PR #91, opened 2022-07-27
[Performance Optimization] Improve the speed of writing index file in shuffle server

zuston:
[Performance Optimization] Improve the speed of writing index file in shuffle server

When I test uniffle performance, i found a huge performance drop due to the low speed of writing index file. 

After using "dataOutputStream = new DataOutputStream(new BufferedOutputStream(fileOutputStream))" in LocalFileWriter, the performance has great imrpovement.

No

No need.

### DIFF
--- a/storage/src/main/java/org/apache/uniffle/storage/handler/impl/LocalFileWriter.java
+++ b/storage/src/main/java/org/apache/uniffle/storage/handler/impl/LocalFileWriter.java
@@ -17,6 +17,7 @@
 
 package org.apache.uniffle.storage.handler.impl;
 
+import java.io.BufferedOutputStream;
 import java.io.Closeable;
 import java.io.DataOutputStream;
 import java.io.File;
@@ -34,7 +35,7 @@ public class LocalFileWriter implements Closeable {
   public LocalFileWriter(File file) throws IOException {
     fileOutputStream = new FileOutputStream(file, true);
     // init fsDataOutputStream
-    dataOutputStream = new DataOutputStream(fileOutputStream);
+    dataOutputStream = new DataOutputStream(new BufferedOutputStream(fileOutputStream));
     nextOffset = file.length();
   }
 


jerqi:
Could you modify the description according to our pull request template? We will use the description as commit message,  the commit message will provide more information to help people understand the code.

storage/src/main/java/org/apache/uniffle/storage/handler/impl/LocalFileWriter.java
```diff
@@ -34,7 +35,7 @@ public class LocalFileWriter implements Closeable {
   public LocalFileWriter(File file) throws IOException {
     fileOutputStream = new FileOutputStream(file, true);
     // init fsDataOutputStream
-    dataOutputStream = new DataOutputStream(fileOutputStream);
+    dataOutputStream = new DataOutputStream(new BufferedOutputStream(fileOutputStream));
```
jerqi, line 38: Will BufferedOutputStream influence the performance of writing data file? Will it increase one time data copy when we use BufferedOutputStream?

zuston: From the flamegraph, i dont found this problem. But for the rule of minor change, i think we should make this change only for write index. What do u think?

jerqi: I'm a little worried that the data copy will increase gc time.

jerqi: cc @colinmjj

colinmjj: Compare with shuffle data, the size of index data can be ignored. And gc shouldn't be a problem with this improvement.

jerqi: @colinmjj You're right
BufferedOutpuStream's implement is as below
```
    public synchronized void write(byte b[], int off, int len) throws IOException {
        if (len >= buf.length) {
            /* If the request length exceeds the size of the output buffer,
               flush the output buffer and then write the data directly.
               In this way buffered streams will cascade harmlessly. */
            flushBuffer();
            out.write(b, off, len);
            return;
        }
        if (len > buf.length - count) {
            flushBuffer();
        }
        System.arraycopy(b, off, buf, count, len);
        count += len;
    }
```
When data is big enough, we won't copy data to buffer.
+1 for this PR

jerqi (approved):
Good catch! LGTM, thanks @zuston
######
▸ PROBLEM
In full and without alteration, write out each record.

▸ FINAL ANSWER
PR #91, opened 2022-07-27
[Performance Optimization] Improve the speed of writing index file in shuffle server

zuston:
[Performance Optimization] Improve the speed of writing index file in shuffle server

When I test uniffle performance, i found a huge performance drop due to the low speed of writing index file. 

After using "dataOutputStream = new DataOutputStream(new BufferedOutputStream(fileOutputStream))" in LocalFileWriter, the performance has great imrpovement.

No

No need.

### DIFF
--- a/storage/src/main/java/org/apache/uniffle/storage/handler/impl/LocalFileWriter.java
+++ b/storage/src/main/java/org/apache/uniffle/storage/handler/impl/LocalFileWriter.java
@@ -17,6 +17,7 @@
 
 package org.apache.uniffle.storage.handler.impl;
 
+import java.io.BufferedOutputStream;
 import java.io.Closeable;
 import java.io.DataOutputStream;
 import java.io.File;
@@ -34,7 +35,7 @@ public class LocalFileWriter implements Closeable {
   public LocalFileWriter(File file) throws IOException {
     fileOutputStream = new FileOutputStream(file, true);
     // init fsDataOutputStream
-    dataOutputStream = new DataOutputStream(fileOutputStream);
+    dataOutputStream = new DataOutputStream(new BufferedOutputStream(fileOutputStream));
     nextOffset = file.length();
   }
 


jerqi:
Could you modify the description according to our pull request template? We will use the description as commit message,  the commit message will provide more information to help people understand the code.

storage/src/main/java/org/apache/uniffle/storage/handler/impl/LocalFileWriter.java
```diff
@@ -34,7 +35,7 @@ public class LocalFileWriter implements Closeable {
   public LocalFileWriter(File file) throws IOException {
     fileOutputStream = new FileOutputStream(file, true);
     // init fsDataOutputStream
-    dataOutputStream = new DataOutputStream(fileOutputStream);
+    dataOutputStream = new DataOutputStream(new BufferedOutputStream(fileOutputStream));
```
jerqi, line 38: Will BufferedOutputStream influence the performance of writing data file? Will it increase one time data copy when we use BufferedOutputStream?

zuston: From the flamegraph, i dont found this problem. But for the rule of minor change, i think we should make this change only for write index. What do u think?

jerqi: I'm a little worried that the data copy will increase gc time.

jerqi: cc @colinmjj

colinmjj: Compare with shuffle data, the size of index data can be ignored. And gc shouldn't be a problem with this improvement.

jerqi: @colinmjj You're right
BufferedOutpuStream's implement is as below
```
    public synchronized void write(byte b[], int off, int len) throws IOException {
        if (len >= buf.length) {
            /* If the request length exceeds the size of the output buffer,
               flush the output buffer and then write the data directly.
               In this way buffered streams will cascade harmlessly. */
            flushBuffer();
            out.write(b, off, len);
            return;
        }
        if (len > buf.length - count) {
            flushBuffer();
        }
        System.arraycopy(b, off, buf, count, len);
        count += len;
    }
```
When data is big enough, we won't copy data to buffer.
+1 for this PR

jerqi (approved):
Good catch! LGTM, thanks @zuston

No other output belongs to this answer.